There is a non-degenerate skew-symmetric form $\epsilon: V\otimes V \to C$ and it fixes canonical bases in $V$: all those where $\epsilon$ is represented by the matrix $i\sigma_2$.

If $\{e_i\}_{i=1,2}$ is such a canonical basis, every other canonical basis is obtained as $\{e'_i\}_{i=1,2}$, with:

$$e_i = {L^j}_i e'_j \quad L \in SL(2,C)\:,$$

so that

$\xi = \xi^a e_a = \xi'^b e'_b$ verifies:

$$\xi'^b = {L^b}_a \xi^a\:.$$

A canonical basis $\{e_a\}_{a=1,2}\subset V$ induces analogous associated canonical bases in $V^*$, $\overline{V}$ and $\overline{V}^*$, respectively indicated by $\{e^{*a}\}_{a=1,2}\subset V^*$, $\{\overline{e}_{\dot{a}}\}_{a=1,2}\subset \overline{V}$, $\{\overline{e}^{\dot{a}}\}_{a=1,2}\subset \overline{V}^*$, by the requirments: $$e^{*a}(e_b)= \delta^a_b\:, \quad \overline{e}_{\dot{a}}(\overline{e}^{*\dot{b}}) = \delta^{\dot{b}}_{\dot{a}}\:,\quad \overline{e}^{*\dot{a}}(e_b) = \delta^{\dot{a}}_b$$

Referring to these bases, if $\xi^a \in V$ then $\overline{\xi^a} \in \overline{V}$, therefore components of tensors in $\overline{V}$ transforms with $\overline{L}$, when changing canonical basis. Similarly in $V^*$ one has to use $L^{t-1}$ and $L^{\dagger -1}$ in $\overline{V}^*$.

Finally, with the given definitions, there is a canonical isomorphism iduced by the metrical spinor $V \to V^*$, in components of canonical bases (there is a sign to be fixed depending on preferred conventions)

$$\xi^a \to \eta_{b}:= i \sigma_{2 ab} \xi^a\:.$$

The relation between spinors and $4$-vectors is based on the following theorem connecting real 4-vectors with Hermitean tensors in $V\otimes \overline{V}$.

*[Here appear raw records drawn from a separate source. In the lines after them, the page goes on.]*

PR #615, opened 2023-09-04
Snapshot-test extendr macros expansions

Ilia-Kosenkov:
- Test generated code
- Visualize expansion for reference

### DIFF
--- a/.github/workflows/test.yml
+++ b/.github/workflows/test.yml
@@ -61,7 +61,7 @@ jobs:
         shell: pwsh
 
     steps:
-      - uses: actions/checkout@v3
+      - uses: actions/checkout@v4
 
       - name: Set up Rust
         uses: dtolnay/rust-toolchain@master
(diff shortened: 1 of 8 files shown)


Ilia-Kosenkov:
Blocked by https://github.com/dtolnay/install/issues/12. If it will not be resolved by the author/us, I will switch to just `cargo install` cmd.

Ilia-Kosenkov:
Dayum, snapshot tests are disabled by default on CRAN so they were not executed here >_<. I was debugging unreachable code on CI

CGMossa (approved):
Honestly, I don't know this stuff anyways, but nothing came up when looking through it...

I find the `nzchar` function odd. It just returns `TRUE/FALSE`, but that's not what the `?nzchar` says about it...

LGTM

Ilia-Kosenkov:
Wait, what's wrong with `nzchar`? I did not get it

CGMossa:
>nchar takes a character vector as an argument and returns a vector whose elements contain the sizes of the corresponding elements of x.
but it returns boolean/logical.

Ilia-Kosenkov:
Ah, but there are two functions. `nchar` counts characters, and `nzchar` (I read it as non-zero characters) just tells us if string is not empty.

PR #618, opened 2023-09-09
Use once_cell instead of lazy_static

### LINKED ISSUE #579: Replace lazy_static with once_cell
The lazy_static crate is going to be deprecated, so it's better to migrate to the once_cell crate (and maybe then to `std::sync::OnceLock` or `std::sync::LazyLock`).

https://github.com/rust-lang-nursery/lazy-static.rs/issues/214

As of Rust 1.70, `std::cell:OnceCell` and `std::sync::OnceLock` (thread-safe version) are stabilized. The lazy version of these two, `std::cell::LazyCell` and `std::sync::LazyLock`, are still unstable at the time of writing this.

yutannihilation:
Close #579 

As I described on #579, it seems the lazy_static crate is going to be deprecated (https://github.com/rust-lang-nursery/lazy-static.rs/issues/214) and the implementation based on once_cell is getting stabilized in std. It's not that the lazy-static will become unusable soon, so this isn't very urgent.

### DIFF
--- a/extendr-api/Cargo.toml
+++ b/extendr-api/Cargo.toml
@@ -18,9 +18,9 @@ rust-version = "1.60"
 
 [dependencies]
 libR-sys = { workspace = true }
-extendr-macros = { path = "../extendr-macros", version="0.4.0" }
-extendr-engine = { path = "../extendr-engine", version="0.4.0" }
-lazy_static = "1.4"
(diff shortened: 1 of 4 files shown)


CGMossa (approved):
LGTM

CGMossa:
@yutannihilation should I merge this?

yutannihilation:
Sorry for not merging. Thanks for reminding.

PR #619, opened 2023-09-09
[DO NOT MERGE THIS] Altrep test failures

yutannihilation:
This branch is a tweaked version of #600 to show the test failures discussed in https://github.com/extendr/extendr/pull/600#issuecomment-1706978167.

I could reproduce the error on my local, and the error message says it happens here:

https://github.com/extendr/extendr/blob/1c32f6904274f55e109e132bf1ef0e2e4b11647c/extendr-api/src/wrapper/altrep.rs#L533

To investigate what's happening, I expanded the line as below in the assumption that the problem is that extendr tries to extract the pointer address from a wrong data. As expected, I saw this error message on my local, so it's probably means my assumption is right.

``` rs
            let sexp = R_altrep_data1(x);
            if TYPEOF(sexp) as u32 != libR_sys::EXTPTRSXP {
                panic!("This isn't an external pointer! (type {})", TYPEOF(sexp));
            };
            let state_ptr = R_ExternalPtrAddr(sexp);
```

So, what's the problem? ~~My guess is that the `R_altrep_data1()` above is a mistake~~ (edit: sorry, this itself is correct, but this should not be used in finalizer). Since this finalizer is defined for the external pointer inside the altrep, not for the altrep itself, `R_ExternalPtrAddr()` should be applied to `x` instead of `R_altrep_data1(x)`.

https://github.com/extendr/extendr/blob/1c32f6904274f55e109e132bf1ef0e2e4b11647c/extendr-api/src/wrapper/altrep.rs#L492-L496

### DIFF
--- a/CHANGELOG.md
+++ b/CHANGELOG.md
@@ -4,6 +4,7 @@
 
 ### Added
 
+- `ALTLIST` support allowing users to represent structs as R list objects
 - [**either**] `TryFrom<&Robj> for Either<T, R>` and `From<Either<T, R>> for Robj` if `T` and `R` are themselves implement these traits. This unblocks scenarios like accepting any numeric vector from R via `Either<Integers, Doubles>` without extra memory allocation [[#480]](https://github.com/extendr/extendr/pull/480)
 - `PartialOrd` trait implementation for `Rfloat`, `Rint` and `Rbool`. `Rfloat` and `Rint` gained `min()` and `max()` methods [[#573]](https://github.com/extendr/extendr/pull/573)
 - `use_rng` option for the `extendr` attribute macro, which enables the use of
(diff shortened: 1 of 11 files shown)


yutannihilation:
Confirmed it's reproducible on the CI as well.

https://github.com/extendr/extendr/actions/runs/6128634718/job/16635888669#step:16:178

yutannihilation:
This pull request isn't intended as the fix to be merged, but I'd like to check if my understanding is correct. Sorry for the noise.

yutannihilation:
Confirmed (The R-oldrel failures are expected as the current code use AltList unconditionally. The R-devel failure seems a temporary one).

CGMossa:
Very good find.. I've been going through this stuff lately, and especially this, and didn't catch this.. Will check again myself. I assume you'll put a PR up;

PR #620, opened 2023-09-09
Fix ALTREP test failures

yutannihilation:
## Problem

This pull request aims to fix the integration test failure which was found during #600. The error message says

> `thread '<unnamed>' panicked at 'misaligned pointer dereference: address must be a multiple of 0x8 but is 0x310073656e696c', D:\a\extendr\extendr\extendr-api\src\wrapper\altrep.rs:544:13`

This indicates the extendr extracts the pointer address from what should not be treated as a pointer. The line the message indicates is here:

https://github.com/extendr/extendr/blob/581329f49e3742f3dc4f7b3e5c5e0b87ced0e40a/extendr-api/src/wrapper/altrep.rs#L543-L544

## Cause and fix

ALTREP is a pairlist of two SEXP objects.

``` c
SEXP R_new_altrep(R_altrep_class_t aclass, SEXP data1, SEXP data2)
{
    SEXP sclass = R_SEXP(aclass);
    int type = ALTREP_CLASS_BASE_TYPE(sclass);
    SEXP ans = CONS(data1, data2);
    SET_TYPEOF(ans, type);
    SET_ALTREP_CLASS(ans, sclass);
    return ans;
}
```
https://github.com/wch/r-source/blob/08a6e5c3f1c10ba269a02a391d33454404119ed2/src/main/altrep.c#L1150-L1158

In extendr's case, `data1` is an external pointer (`EXTPTRSXP`), and `data2` is `NULL`.

https://github.com/extendr/extendr/blob/581329f49e3742f3dc4f7b3e5c5e0b87ced0e40a/extendr-api/src/wrapper/altrep.rs#L508-L515

`EXTPTRSXP` has a destructor, and extendr's implementation uses ` Altrep::get_state_mut()` to acquire the pointer address. But, since it's applied to the external pointer, not the ALTREP itself, it should use `R_ExternalPtrAddr()` directly. This is the main thing of this pull request.

## Tweak related to ALTLIST

One tricky thing is that list ALTREP, or ALTLIST, is not supported on R < 4.3. So, #600 needed to use a feature gate and enable it depending on the version in `build.rs`. This needs the same tweak. More precisely,

* add `libR-sys` as the dependency because the `build.rs` needs the envvars of R versions (`DEP_R_R_VERSION_...`)
* skip alt-list integration tests on R < 4.3.
* skip macro snapshot tests as the implementation is actually diverged on R < 4.3


CGMossa:
Idea: Maybe `extendr-api` should emit a compile-time `cfg` to dependent crates on whether or not ALTLIST is available. This is done in `extendr-api/build.rs` by using  [cargo:KEY=VALUE](https://doc.rust-lang.org/cargo/reference/build-scripts.html#the-links-manifest-key), and emitting `use_r_altlist`, which then for downstream users `DEP_EXTENDR_USE_R_ALTLIST`. I am not sure it is possible to rename this.
Of course you know this already, as you taught us this already..

yutannihilation:
Oh, thanks. Since it was long ago I investigated how to propagate the settings or versions, I didn't remember how to do it (or even it's possible). It really helps!

yutannihilation:
Hmm, sorry, I couldn't figure out how to use `DEP_` envvars in the case of non-sys crates. I think I'm hitting the same limit as this, but I'm not sure. I'm giving up this time...

https://github.com/extendr/libR-sys/pull/159#discussion_r1167616378

yutannihilation:
At this point, it is confirmed that

* all compilation succeed, and
* all integration tests fail

as expected. Next, I'm pushing the fix.

yutannihilation:
I updated the description and marked as ready for review.

Ilia-Kosenkov:
Can you merge `master`? I suspect that since you touched `{extendrtests}`, the snapshot test may fail after merge.

yutannihilation:
Yeah, it failed and I addressed.

tests/extendrtests/src/rust/Cargo.toml
```diff
@@ -16,6 +16,10 @@ crate-type = ["staticlib"]
 [dependencies]
 extendr-api = { version = "*", features = ["graphics", "ndarray", "either"] }
```
Ilia-Kosenkov, line 17: I am not sure, but can we just enable `use_r_altlist` here? It is a test project, I doubt we need to ensure that we have R 4.3. Then you could simplify a lot of code that enables this feature.

CGMossa: These things don't mix. It is not possible to enable compile-time cfg within cargo features.
Cargo features are cfg, with `cfg(feature = some_cargo_feature)`.

Ilia-Kosenkov: Thanks for explaining, did not know that. Then LGTM

yutannihilation: I too was wondering if it's really not possible to do this in some simple way, but I couldn't come up with any nice solution. Even if extendr expose the feature gate, AltList-related APIs doesn't exist in the bindings of libR-sys, so extendr would need to provide dummy implementation for R < 4.3, which doesn't sound very useful either.

I think this problem (switching implementation based on the R version) is a general one and I need to find some solution at some point. But, I gave up in this pull request.

CGMossa (approved):

CGMossa (approved):
LGTM

yutannihilation:
Thanks, merging.

PR #621, opened 2023-09-10
Use R_RegisterCFinalizerEx() instead of R_RegisterCFinalizer()

yutannihilation:
(This isn't a big problem. Just for housekeeping.)

During reading the source code of cpp11, I found they use `R_RegisterCFinalizerEx()` instead of `R_RegisterCFinalizer()`. The difference is the additional `onexit` argument, which is explaind in [WRE](https://cran.r-project.org/doc/manuals/r-devel/R-exts.html#External-pointers-and-weak-references) as below:

> R does not perform a garbage collection when shutting down, and the `onexit` argument of the extended forms can be used to ask that the finalizer be run during a normal shutdown of the R session. It is suggested that it is good practice to clear the pointer on finalization.

Actually, `R_RegisterCFinalizer()` is equivalent to `R_RegisterCFinalizerEx(..., FALSE)`.

https://github.com/wch/r-source/blob/6691d53058214c16e5ab8fd6eb41c06e7fb3227f/src/main/memory.c#L1619

I'm not 100% sure if there's no case that this should be `FALSE`, but in extendr's case, it seems there's no interface that users can supply their own finalizers and the current two are what should also be called on the shutdown. So, I think it's fine to pass `TRUE` fixedly.

https://github.com/extendr/extendr/blob/593be3da4a627c8efe8c2eccf99440a90fa00714/extendr-api/src/wrapper/altrep.rs#L502-L506
https://github.com/extendr/extendr/blob/593be3da4a627c8efe8c2eccf99440a90fa00714/extendr-api/src/wrapper/externalptr.rs#L93-L107

### DIFF
--- a/extendr-api/src/robj/rinternals.rs
+++ b/extendr-api/src/robj/rinternals.rs
@@ -272,7 +272,9 @@ pub trait Rinternals: Types + Conversions {
 
     #[doc(hidden)]
     unsafe fn register_c_finalizer(&self, func: R_CFinalizer_t) {
-        single_threaded(|| R_RegisterCFinalizer(self.get(), func));
+        // Use R_RegisterCFinalizerEx() and set onexit to 1 (TRUE) to invoke the
+        // finalizer on a shutdown of the R session as well.
+        single_threaded(|| R_RegisterCFinalizerEx(self.get(), func, 1));
     }
 
     /// Copy a vector and resize it.
--- a/extendr-api/src/wrapper/altrep.rs
+++ b/extendr-api/src/wrapper/altrep.rs
@@ -509,7 +509,10 @@ impl Altrep {
             let tag = R_NilValue;
             let prot = R_NilValue;
             let state = R_MakeExternalPtr(ptr as *mut c_void, tag, prot);
-            R_RegisterCFinalizer(state, Some(finalizer::<StateType>));
+
+            // Use R_RegisterCFinalizerEx() and set onexit to 1 (TRUE) to invoke
+            // the finalizer on a shutdown of the R session as well.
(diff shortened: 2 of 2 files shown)


CGMossa:
I have recently gone through this stuff. I thought `onexit` was about the function scope, not r-session itself.
This is a giant bug honestly, that we don't clean-up on shutdown of r-session.

I had previously looked at this:
```c

/* use fatal !=0 for emergency bail out */
void Rf_endEmbeddedR(int fatal)
{
    R_RunExitFinalizers();
    CleanEd();
    R_CleanTempDir();
    if(!fatal){
	Rf_KillAllDevices();
	AllDevicesKilled = TRUE;
    }
    if(!fatal && R_CollectWarnings)
	PrintWarnings();	/* from device close and .Last */
    app_cleanup();
}
```
and thought that `R_RunExitFinalizers` was ran when R shutdown.
I think we should merge this ASAP.. Let me read the code.

CGMossa (approved):
LGTM

I would say that you also need to look in `extendr_impl.rs` as there is manually / macro
coded this stuff, and if you could patch that, that would be great. 

Approving if you don't want to do it here.

yutannihilation:
> I would say that you also need to look in `extendr_impl.rs` as there is manually / macro
> coded this stuff, and if you could patch that, that would be great.

Thanks. For some reason, I oversaw this. But, as it also sets this via `register_c_finalizer()`, I think this pull request already covers.

https://github.com/extendr/extendr/blob/593be3da4a627c8efe8c2eccf99440a90fa00714/extendr-macros/src/extendr_impl.rs#L165-L175

I'm merging for now.

PR #623, opened 2023-09-11
Patch current `extendr`-impl macro

CGMossa:


CGMossa:
@Ilia-Kosenkov do you know why this is failing?
```
Show testthat output
  find: ‘check’: No such file or directory
```

Ilia-Kosenkov:
I will check.

Ilia-Kosenkov:
Oh you dropped `From` and now itis confused. Even if there is `TryFrom`, `impl`s might not utilize it yet (I do not know).

CGMossa:
Fundamentally, `From<&T> for Robj`, shouldn't be implemented in context of `ExternalPtr`. We are supposed to get the reference from the provided `Robj`, by accessing the stored pointer.
Even a `TryFrom<&T> for Robj` would be wrong as well.

Ilia-Kosenkov:
But how else would you return a `Self` to R?

CGMossa:
There is `From<T> for Robj`. That is the ownership is taken, and the object is "leaked". Now, R owns it. R destroys/drops it. R yields back `Robj` from which we only may extract `&T` and `&mut T`, or any other pointer-type.

PR #625, opened 2023-09-17
Fix a typo

yutannihilation:
Just happened to find. Maybe this doesn't matter because the internal representation of `LGLSXP` and `INTSXP` are the same?


CGMossa (approved):
LGTM

Nice find and good that we clear these up.......
A lot of my PRs matter only sometimes anyways, so this is like as good as anything going on atm.

Issue #608, opened 2023-08-31
Introduce unprotected `Robj`


CGMossa:
I'd like to propose that we introduce unprotected `Robj`. These will be `SEXP`s
that will not be added to the protection list of `ownership`-module.

- Implementation of iterators had a memory constraint that was due to not being
able to protect and unprotect stuff, as R has a limit of how many standalone `PROTECT` calls,
(10k or maybe 22k).
- We use symbols everywhere, and symbols should not be protected. Nor should `r!(())`. 
- Useful when embedding types in `ExternalPtr`. We may want to embed robjects in `ExternalPtr`,
for intricate use-cases of ALTREP, (or even intricate uses of `ExternalPtr` even).

Why an issue? Isn't it trivial to introduce such a type?

Unfortunately the path to introducing this isn't clear for me yet. An `Robj` will have to
somehow contain this type, as we need the type-inference to work for this.

I'm mainly creating this issue to discuss

- Name: `UnsafeRobj`, `FreeRobj`, `UnprotectedRobj`. 
- Implementation strategy, concerns, things you know one has to ensure works..

CGMossa:
Amending with two more points:

* From #626, `SEXP` / `Robj` we receive from R are protected by the caller. Thus, those don't need to be protected.
* We generate `Robj` from `&Robj` and those "clones" need not be protected either.

CGMossa:
I am currently attempting a full rewrite using this new definition for `Robj`:

```rs
pub enum Robj {
    /// Protected by R, or a symbol
    Permanent(RawRobj),
    /// Unprotected / free R object that needs custom protection
    Raw(RawRobj),
    /// Owned (by Rust), meaning it has to be unleashed by Rust
    Owned(RawRobj),
}
```

I'm also using some Rust tricks to make this a seamless transition, by providing `Deref/DerefMut` implementations, and similar considerations.

This rewrite is uncovering a few things, hence the many PRs. If I succeed with this rewrite, the PR will be too big to review and approve. But it might come down to it -- I'm doing my best, but this project is a beast to untangle.

This `Robj` would act more like `Box`, rather than what was previously thought of.. which I would say more of an `Rc`. I do not think the `Rc` semantics fit with "protection"/"unprotect". :(

PR #626, opened 2023-09-18
[PoC] Skip protection for SEXPs passed from R session

yutannihilation:
[DO NOT MERGE THIS]

Currently, extendr protects all SEXPs, but I believe it can be skipped if the object is already protected by the caller. This pull request contains only a minimum subset of such cases because there are too many `Robj::from_sexp()` to review.

While this might look good, this brings a critical bug in cases like this:

``` rust
struct Foo {
    inner: Robj
};

#[extendr]
impl Foo {
    fn new(x: Robj) -> Self {
        Self { inner: x }
    }
}
```

In this case, apparently the input must be protected on Rust's side because it's possible that `x` gets GC-ed immediately after a new `Foo` instance is created.

It's valid to say that it's the package author's responsibility to protect and unprotect it like below, but it might feel a bit too low-level for extendr's ergonomics. Also, `protect()` and `unprotect()` are not exported (while [the document](https://extendr.github.io/extendr/extendr_api/ownership/index.html) indicates they are exported)

``` rust
struct Foo {
    inner: Robj
};

#[extendr]
impl Foo {
    fn new(x: Robj) -> Self {
        protect(x);
        Self { inner: x }
    }
}

impl Drop for Foo {
    fn drop(&mut self) {
        unprotect(self.inner);
    }
}
```

It seems the supposed way to protect an R object associated with a struct is to pass the `SEXP` to the `prot` arugment of `R_MakeExternalPtr()`. [WRE](https://cran.r-project.org/doc/manuals/r-release/R-exts.html#External-pointers-and-weak-references) says:

> the `prot` field for protecting the memory that the external pointer represents, if that memory is allocated from the R heap

But, I doubt it can be done automatically on extendr's side. So, I have no idea.

---

For the details about the idea of distinguishing external and owned SEXPs, I wrote a blog post, if you are interested: https://yutani.rbind.io/post/intro-to-savvy-part1/

### DIFF
--- a/extendr-api/src/robj/mod.rs
+++ b/extendr-api/src/robj/mod.rs
@@ -110,11 +110,16 @@ pub use rinternals::Rinternals;
 ///
 pub struct Robj {
     inner: SEXP,
+    protect: bool,
 }
 
 impl Clone for Robj {
     fn clone(&self) -> Self {
-        unsafe { Robj::from_sexp(self.get()) }
+        if self.protect {
+            unsafe { Robj::from_sexp(self.get()) }
+        } else {
+            unsafe { Robj::from_protected_sexp(self.get()) }
+        }
     }
 }
 
@@ -216,8 +221,15 @@ impl Robj {
     pub fn from_sexp(sexp: SEXP) -> Self {
         single_threaded(|| {
             unsafe { ownership::protect(sexp) };
-            Robj { inner: sexp }
-        })
+        });
+        Self::from_protected_sexp(sexp)
+    }
+
+    pub fn from_protected_sexp(sexp: SEXP) -> Self {
+        Robj {
+            inner: sexp,
+            protect: true,
+        }
     }
 
     /// A ref of an robj can be constructed from a ref to a SEXP
@@ -1078,6 +1090,11 @@ pub(crate) unsafe fn to_str<'a>(ptr: *const u8) -> &'a str {
 /// Release any owned objects.
 impl Drop for Robj {
     fn drop(&mut self) {
+        // Do nothing if it's not protected on extendr's side.
+        if !self.protect {
+            return;
+        }
+
         unsafe {
             ownership::unprotect(self.inner);
         }
--- a/extendr-api/src/robj/mod.rs
+++ b/extendr-api/src/robj/mod.rs
@@ -222,13 +222,16 @@ impl Robj {
         single_threaded(|| {
             unsafe { ownership::protect(sexp) };
         });
-        Self::from_protected_sexp(sexp)
+        Robj {
+            inner: sexp,
+            protect: true,
+        }
     }
 
     pub fn from_protected_sexp(sexp: SEXP) -> Self {
         Robj {
             inner: sexp,
-            protect: true,
+            protect: false,
         }
     }
 
--- a/extendr-macros/src/extendr_impl.rs
+++ b/extendr-macros/src/extendr_impl.rs
@@ -165,7 +165,7 @@ pub fn extendr_impl(mut item_impl: ItemImpl) -> TokenStream {
         // Function to free memory for this type.
         extern "C" fn #finalizer_name (sexp: extendr_api::SEXP) {
             unsafe {
-                let robj = extendr_api::robj::Robj::from_sexp(sexp);
+                let robj = extendr_api::robj::Robj::from_protected_sexp(sexp);
                 if robj.check_external_ptr_type::<#self_ty>() {
                     //eprintln!("finalize {}", #self_ty_name);
                     let ptr = robj.external_ptr_addr::<#self_ty>();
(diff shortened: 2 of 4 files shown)


yutannihilation:
As expected, this test fails fatally.

https://github.com/extendr/extendr/blob/2992da0b3c71b7be2622ed9b5a4bc72869e3ccbc/extendr-api/tests/dataframe_tests.rs#L8-L12

CGMossa:
This is related in spirit to my #608.

Can you explain why you'd expect that latest test to fail?

I also think we could potentially make the external ptr thing work.. But we'll have to introduce some weirdness that I now am motivated to try out..

yutannihilation:
Hmm, I thought it's a problem I described above, but, apparently it's not the case when the R obj is passed from outside. Sorry.

It seems the error happens on these two lines, so, it's probably something related to `CHARSXP` protection. `into_dataframe()` calls R function `data.frame()` internally, and the result is probably not bound to any variable in the R session. But, I'm not sure about the details yet.

https://github.com/extendr/extendr/blob/2992da0b3c71b7be2622ed9b5a4bc72869e3ccbc/extendr-api/tests/dataframe_tests.rs#L21
https://github.com/extendr/extendr/blob/2992da0b3c71b7be2622ed9b5a4bc72869e3ccbc/extendr-api/tests/dataframe_tests.rs#L29

yutannihilation:
A quick update. I was wrong on this.

> It seems the error happens on these two lines, so, it's probably something related to `CHARSXP` protection.

The error happens regardless of the type. Even this fails. But, if I change the index of last line to `list[0]`, it's not. So, the error seems to happen if the index is larger than 0. It's so weird and I have no idea.

```rust
#[test]
fn test_derive_into_dataframe() {
    test! {
        use extendr_api::prelude::*;

        #[derive(Debug, IntoDataFrameRow)]
        struct MyStruct {
            x: Rint,
            y: Rint,
        }

        let v = vec![MyStruct { x: 0.into(), y: 0.into() }, MyStruct { x: 1.into(), y: 2.into() }];
        let df = v.into_dataframe()?;

        assert!(df.inherits("data.frame"));

        let list : List = df.as_list().unwrap();
        println!("{:?}", list[1].as_integers());
    }
}
```

CGMossa:
I've tried to investigate this. My latest guess is that `Robj::from` is broken due to this PR.
I tried to track down the issue, first, there are several tests that break with this, not only data-frame:
```
error: 4 targets failed:
    `-p extendr-api --test dataframe_tests`
    `-p extendr-api --test debug_tests`
    `-p extendr-api --test vector_tests`
    `-p extendr-api --doc`
```
Second, I tried to use `gdb` to track it, but I'm not getting anything useful...

CGMossa:
Like, I've boiled it down to:
```rs

        let s = List::from_values(["x", "y", "z"]);
        dbg!(&s[0]);
        dbg!(&s[1]);
        dbg!(&s[2]);

[extendr-api/tests/unprotected.rs:8] &s[0] = ["x"]
[extendr-api/tests/unprotected.rs:9] &s[1] = ["z"]
[extendr-api/tests/unprotected.rs:10] &s[2] = 
 *** caught segfault ***
address (nil), cause 'unknown'
```

So `[0]` is `x`, that makes sense, `[1]` is `z`!? And then `[2]` is messed up??!!?!?

CGMossa:
@yutannihilation I've found it! There are unclever uses of `as Robj`, see
```rs
    /// Get the list a slice of `Robj`s.
    pub fn as_slice(&self) -> &[Robj] {
        unsafe {
            let data = DATAPTR(self.robj.get()) as *const Robj;
            let len = self.robj.len();
            std::slice::from_raw_parts(data, len)
        }
    }
```
here the equivalence between `Robj` and `SEXP` is exploited. It is however wrong here, and this is what is causing the issue.

yutannihilation:
Wow, thanks so much! I couldn't come up with such a usage.

yutannihilation:
But, I have no idea how I can tweak this. As this pull request changes the data structure of `Robj`, `&[SEXP]` cannot be converted to `&[Robj]` without allocation, which is against [the naming convention of `as_`](https://rust-lang.github.io/api-guidelines/naming.html#ad-hoc-conversions-follow-as_-to_-into_-conventions-c-conv).

CGMossa:
Alright, I've tried and asked around.. This is simply not possible to do. Even if you dare to make an allocation in there, you'd be returning a reference to a locally allocated thing, which isn't allowed. Then you could `Box`/heap allocate it (I guess?) but that doesn't work either.

This is one of the reasons why I suggested to make a `UnprotectedRobj` (as in Rust doesn't ensure its protection), as that would help with such issues.

I'd like this to move forward, but I don't see it happening by merely tagging `Robj` :(

yutannihilation:
Thanks for analyzing. Yeah, I think you are right. I too chose making a different type in my savvy framework, but, I was just hoping this would work for extendr because this would require less changes.

Let's give up for now.

PR #627, opened 2023-09-21
Fix non-Api calls issue in R packages

Ilia-Kosenkov:
` Found non-API calls to R` issue arises because `extendr-engine` uses non-API calls in its methods. `extendr-engine` was included as a dependency even though it is used only for testing (`with_r()` and `test!{}`). Moving `extendr-engine` to `dev-dependencies` solves the problem.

THEOREM. Let $\pi: SL(2,C) \to SO(1,3)\uparrow$ be the covering Lie-group homomorphism ($SL(2,C)$ being the universal covering of $SO(1,3)\uparrow$). Let $\{e_a\}_{a=1,2}$ and $\{\overline{e}_{\dot{a}}\}_{a=1,2}$ be associated canonical bases of $V$ and $\overline{V}$ respectively and $\{f_\mu\}_{\mu=0,1,2,3}$ a pseudo-orthonormal basis in Minkowski spacetime. If $v:= v^\mu f_\mu$ is a real $4$-vector and $\Xi_v := v^\mu \sigma_\mu^{a\dot{b}} e_a\otimes \overline{e}_{\dot{b}}$, then:

$$\Xi_{\pi(L)v} = L \Xi_v L^{\dagger}\:, \quad \forall L \in SL(2,C)\:.$$

If $L$ is such that $\pi(L)$ is a boost, then, as is well-known $L=L^\dagger$, so your final supposition is true.

Answer 2

First thing is that you are missing the imaginary unit in the exponential. The correct transformation matrix should be $$M=e^{i\frac{\theta}{2}}.$$ Up to this small misprint, the first expression you wrote actually gives the desired transformation of the components $v_1$ and $v_2$. If we do the computation $$ \begin{aligned} &\begin{pmatrix} {\mathrm{e }}^{- \frac{i\theta}{2}}&0 \\ 0&{\mathrm{e }}^{ \frac{i\theta}{2}} \end{pmatrix} \begin{pmatrix} v_0+v_3&v_1-iv_2\\v_1+iv_2&v_0-v_3 \end{pmatrix} \begin{pmatrix} {\mathrm{e }}^{ \frac{i\theta}{2}}&0 \\ 0&{\mathrm{e }}^{ - \frac{i\theta}{2}} \end{pmatrix}=\\ &\begin{pmatrix} v_0+v_3 & e^{-i\theta }(v_1-iv_2) \\ e^{i\theta }(v_1+i v_2) & v_0 + v_3 \end{pmatrix}. \end{aligned} $$ This implies $$ \begin{aligned} v_1'-iv_2'&=e^{-i\theta}(v_1-iv_2),\\ v_1'+iv_2'&=e^{+i\theta}(v_1+iv_2), \end{aligned} $$ that finally gives the correct transformation.

I'm not sure, may be you made a mistake in multiplying of matrices.